One of the latest smart-city casualties was networking equipment giant Cisco’s Kinetic for Cities software, a dashboard for governments to manage data from their local smart-city projects. Cisco said in December that it would kill the product. Instead of pushing its software, Cisco plans to work with city governments on other efforts involving Internet connectivity. 

Just a few years ago, smart cities had major buzz. The idea was to use machine learning to crunch data collected across cities to, for example, minimize traffic delays and reduce pollution, according to fortune.com. However, some smart city projects had been focused on fixing problems that are no longer as pressing. Reducing traffic and parking now in many cities isn’t as important because many workers no longer commute to downtowns because of shelter-in-place rules.

Now, city governments see “security and safety” as a priority, and have reallocated some of their budgets to solve the problem, Forrester analyst and smart city expert Michele Pelino asserts.
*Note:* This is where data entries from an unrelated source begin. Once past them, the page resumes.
PR #2376, opened 2022-02-22
Fixing issues during TRC integration test

arc-vmware:
The reconnection usecase of GRPC Connection was not thread safe. When we
raised the number of parallel connections, and stopped the replicas,
reconnection happened and it was stopping the client service abruptly.
So adding the changes to create a thread safe and performant
GrpcConnection abstraction.


client/concordclient/src/concord_client.cpp
```diff
@@ -143,13 +143,20 @@ void ConcordClient::createGrpcConnections() {
 }
 
 void ConcordClient::checkAndReConnectGrpcConnections() {
+  bool needReconnection = false;
```
dartdart26, line 146: Nit: Code style - `need_reconnection`.

client/thin-replica-client/include/client/thin-replica-client/grpc_connection.hpp
```diff
@@ -209,6 +212,7 @@ class GrpcConnection {
 
   // gRPC connection
   std::shared_ptr<grpc::Channel> channel_;
+  std::shared_mutex channel_protector_;
```
dartdart26, line 215: Nit: It might be more explicit if we name it `channel_mutex`.

dartdart26:
Would it make sense to describe how a `GrpcConnection` can be used by multiple threads? For example, which methods can be called concurrently (if it can be done), any special considerations, etc. Also, I think we should change this comment:

```
// GrpcConnection provides NO thread safety guarantees in the event more than one
// call to a GrpcConnection function executes concurrently on the same
// GrpcConnection object.
```

client/thin-replica-client/src/grpc_connection.cpp
```diff
@@ -107,16 +112,27 @@ void GrpcConnection::disconnect() {
...
+void GrpcConnection::checkAndReConnect(std::unique_ptr<GrpcConnectionConfig>& config) {
+  WriteLock write_lock(channel_protector_);
+  if (!isConnectedNoLock()) {
+    disconnect();
+    connect(config);
+  }
+}
+
 GrpcConnection::Result GrpcConnection::openDataStream(const SubscriptionRequest& request) {
+  ReadLock read_lock(channel_protector_);
```
dartdart26, line 124: Could you please explain the rationale for using a `ReadLock` here?

client/concordclient/src/concord_client.cpp
arc-vmware: Thanks, @dartdart26, I will change this.

client/thin-replica-client/include/client/thin-replica-client/grpc_connection.hpp
arc-vmware: Thanks, @dartdart26, I will update the name of this variable.

client/thin-replica-client/src/grpc_connection.cpp
arc-vmware: Thanks, @dartdart26 for the comments. In GrpcConnection the following 2 kinds of members are related and are protected by the channel_mutex_:
1) Channel -- This member is used by connect, reconnect, disconnect and isconnected family of functions.
2) trs_stub and rss_tub --> These stubs are created on top of the channel. They share the channel, so if we want to change the channel then we should make sure that stubs are not accessing the channel. The GRPC is implemented in such a manner that stubs can share a single channel.

Now all the functions which modify the channel directly will have to take a write lock. But when the stubs are used, we should make sure that no one modifies the channel. So we take read lock whenever we use the stub and write lock whenever we update channel. 

We should also note that we need to take write lock when we create the stub.

In all the open family of functions, we use the stub to call the API. So we take a read lock and we assume that channel_ is not nullptr.

arc-vmware:
thanks, @dartdart26, I changed the comment, after these changes GRPC connection should be thread-safe.

client/thin-replica-client/src/grpc_connection.cpp
```diff
@@ -133,13 +149,12 @@ GrpcConnection::Result GrpcConnection::openDataStream(const SubscriptionRequest&
 
   ConcordAssert(status == future_status::ready);
   data_stream_ = stream.get();
-  if (data_stream_) return Result::kSuccess;
+  if (!data_stream_) {
+    data_context_.reset();
+    return Result::kFailure;
+  }
```
shgandhi, line 155: If `data_stream_` exists, I think we should call `Finish()` on the stream to get the rpc status. If the status is ok, we return `Result::kSuccess`, otherwise, we must check for `OUT_OF_RANGE` and `NOT_FOUND` errors, and return the corresponding result, else return `Result::kFailure`. This is because we must catch and relay `OUT_OF_RANGE` and `NOT_FOUND` errors from the TRS to the concord client.
Same comment for `openHashStream` method.

client/concordclient/src/concord_client.cpp
```diff
@@ -143,13 +143,20 @@ void ConcordClient::createGrpcConnections() {
...
+    }
+  }
+  if (need_reconnection) {
+    for (size_t con_offset = 0; con_offset < config_.topology.replicas.size(); ++con_offset) {
       auto trsc_config = std::make_unique<GrpcConnectionConfig>(config_.subscribe_config.use_tls,
                                                                 config_.subscribe_config.pem_private_key,
                                                                 config_.subscribe_config.pem_cert_chain,
                                                                 config_.transport.event_pem_certs);
-      (grpc_connections_[con_offset])->reConnect(trsc_config);
+      (grpc_connections_[con_offset])->checkAndReConnect(trsc_config);
```
shgandhi, line 159: If connection at a `con_offset` is not connected, we reconnect to all the replicas? Why don't we reconnect to the replica which was disconnected?

client/thin-replica-client/include/client/thin-replica-client/grpc_connection.hpp
```diff
@@ -94,7 +94,7 @@ class GrpcConnection {
   // Connect & disconnect from the TRS
   virtual void connect(std::unique_ptr<GrpcConnectionConfig>& config);
   virtual bool isConnected();
-  virtual void reConnect(std::unique_ptr<GrpcConnectionConfig>& config);
+  virtual void checkAndReConnect(std::unique_ptr<GrpcConnectionConfig>& config);
```
shgandhi, line 97: Nit: In my opinion, `reconnect` is a single word, we can do without the camel-case here.

shgandhi (changes requested):
Thanks for the change @arc-vmware. I have added a few comments.

client/thin-replica-client/src/grpc_connection.cpp
arc-vmware: thanks, @shgandhi. will do this change.

client/concordclient/src/concord_client.cpp
arc-vmware: Thanks, @shgandhi, we don't reconnect all replicas, we only reconnect that replica that is disconnected. That's why we check again within the write lock before disconnecting. If it's not disconnected, then inside checkAndReConnect we don't reconnect.

Another question will be why do we have 2 loops?
Ans: The first loop is for isConnected() function which takes a read lock and quickly determines whether a reconnection is needed or not. This happens 99% of the time. But sometimes we actually need to reconnect. But when we reconnect we should check and then only reconnect as it might be possible that some other thread got the write lock and reconnect. That's why we have 2 loops and we check always before reconnection, so we essentially never reconnect any already connected replica.

client/thin-replica-client/include/client/thin-replica-client/grpc_connection.hpp
arc-vmware: Thanks, @shgandhi , let me change this in next commit.

arc-vmware: I just realized that after we have the notion of checkAndReconnect, the reconnect is not used and its a private function. So I am removing this function. Thanks for the comment.

client/thin-replica-client/src/grpc_connection.cpp
shgandhi: It looks like you reverted your change. 🤔  
Maybe we can fix this separately.

shgandhi:
Thanks for addressing the comments @arc-vmware. LGTM!

shgandhi (approved):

She is unsure when more ambitious projects, like using machine learning to optimize traffic lights, will be reinstated. “Where is the money going to come from?” Pelino said.

So what is the new direction of smart city policies? To adapt to the budget shortfalls resulting from the COVID-19 pandemic, smart city efforts must be more strategic, said Ruthbea Yesner, vice president of Government Insights and Smart Cities at IDC Government Insights,  an IT market research firm.
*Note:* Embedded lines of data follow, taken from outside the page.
PR #2378, opened 2022-02-22
Batch size 0 as stop pruning fix

titusen:
Stop command has batch size set to 0 which earlier was disallowed. COndition on throw runtime exception is removed.

### DIFF
--- a/kvbc/include/resources-manager/AdaptivePruningManager.hpp
+++ b/kvbc/include/resources-manager/AdaptivePruningManager.hpp
@@ -80,7 +80,7 @@ class AdaptivePruningManager {
   uint32_t current_pruning_pace_;
   uint64_t current_batch_size_;
   concordMetrics::Component metricComponent;
-  concordMetrics::Component::Handle<concordMetrics::AtomicGauge> ticksPerSecondMetric, batchSizeMetric,
+  concordMetrics::Component::Handle<concordMetrics::AtomicGauge> intervalBetweenTicksSecondsMetric, batchSizeMetric,
       transactionsPerSecondMetric, postExecUtilizationMetric, pruningAvgTimeMicroMetric, pruningUtilizationMetric;
 };
 }  // namespace concord::performance
--- a/kvbc/include/resources-manager/AdaptivePruningManager.hpp
+++ b/kvbc/include/resources-manager/AdaptivePruningManager.hpp
@@ -80,7 +80,7 @@ class AdaptivePruningManager {
   uint32_t current_pruning_pace_;
   uint64_t current_batch_size_;
   concordMetrics::Component metricComponent;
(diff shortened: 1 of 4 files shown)


kvbc/src/pruning_reserved_pages_client.cpp
```diff
@@ -23,7 +23,7 @@ static char* data(std::vector<std::uint8_t>& v) { return reinterpret_cast<char*>
 static const char* cdata(const std::vector<std::uint8_t>& v) { return reinterpret_cast<const char*>(v.data()); }
 
 static std::uint32_t toSecondsCount(const std::chrono::seconds& s) {
-  if (s.count() <= 0 || s.count() > std::numeric_limits<std::uint32_t>::max()) {
+  if (s.count() > std::numeric_limits<std::uint32_t>::max()) {
```
dartdart26, line 26: Does it make sense to document that `batch_blocks_num = 0` and `s.count() <= 0` means pruning stop? Also, do we need to handle `s.count() == 0` somewhere else in a special way?

I think, in the future, it might make more sense to persist a different data structure (maybe an `oneof` or have an explicit flag that says pruning is stopped) instead of relying on these special values.

kvbc/include/resources-manager/AdaptivePruningManager.hpp
```diff
@@ -80,7 +80,7 @@ class AdaptivePruningManager {
   uint32_t current_pruning_pace_;
   uint64_t current_batch_size_;
   concordMetrics::Component metricComponent;
-  concordMetrics::Component::Handle<concordMetrics::AtomicGauge> ticksPerSecondMetric, batchSizeMetric,
+  concordMetrics::Component::Handle<concordMetrics::AtomicGauge> blocksPerSecondMetric, batchSizeMetric,
```
dartdart26, line 83: Does it make sense to leave `ticksPerSecondMetric` and add the `blocksPerSecondMetric` one? I guess it would depend if we need `ticksPerSecondMetric`.

kvbc/src/pruning_reserved_pages_client.cpp
titusen: @yontyon, what do u think? Is this better to have it as 0 or another flag?

kvbc/include/resources-manager/AdaptivePruningManager.hpp
titusen: IMO ticks per second is misleading, because it's blocks. Besides the metric "intervalBetweenTicks" already exists.

teoparvanov (approved):
Hi @titusen , let's merge this, and address the additional comments in a separate PR if considered critical.

Thank you,
Teo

“..The question becomes what are the foundational tools that you need to start to think about for resiliency — and let’s take away contingency planning, disaster recovery, backup plans, redundant data centers, having a readiness response, a risk management response. I think that’s all what everyone thinks of when they think of business continuity. You have plans to continue operations if there’s an emergency. What does that mean in light of COVID?”

According to IDC, during the COVID-19 crisis, cities focused on network and collaboration tools, digital communications platforms and rapid upskilling to get employees up and running in virtual environments. The following phases in the continuum are economic slowdown, budget reductions, a return to growth and the next normal. That last phase involves cloud and infrastructure optimization, as-a-service deployments and data analysis to help drive forward-looking decisions.

Cities must assess which stage they are in to determine what IT will best get them to the next phase so they can achieve that next normal, Yesner said, according to gcn.com. In crisis mode, cities focus on business continuity, but the economic slowdown calls for cost optimization, and the budget reductions phase focuses on resiliency. Returning to growth spotlights innovation and targeted investment.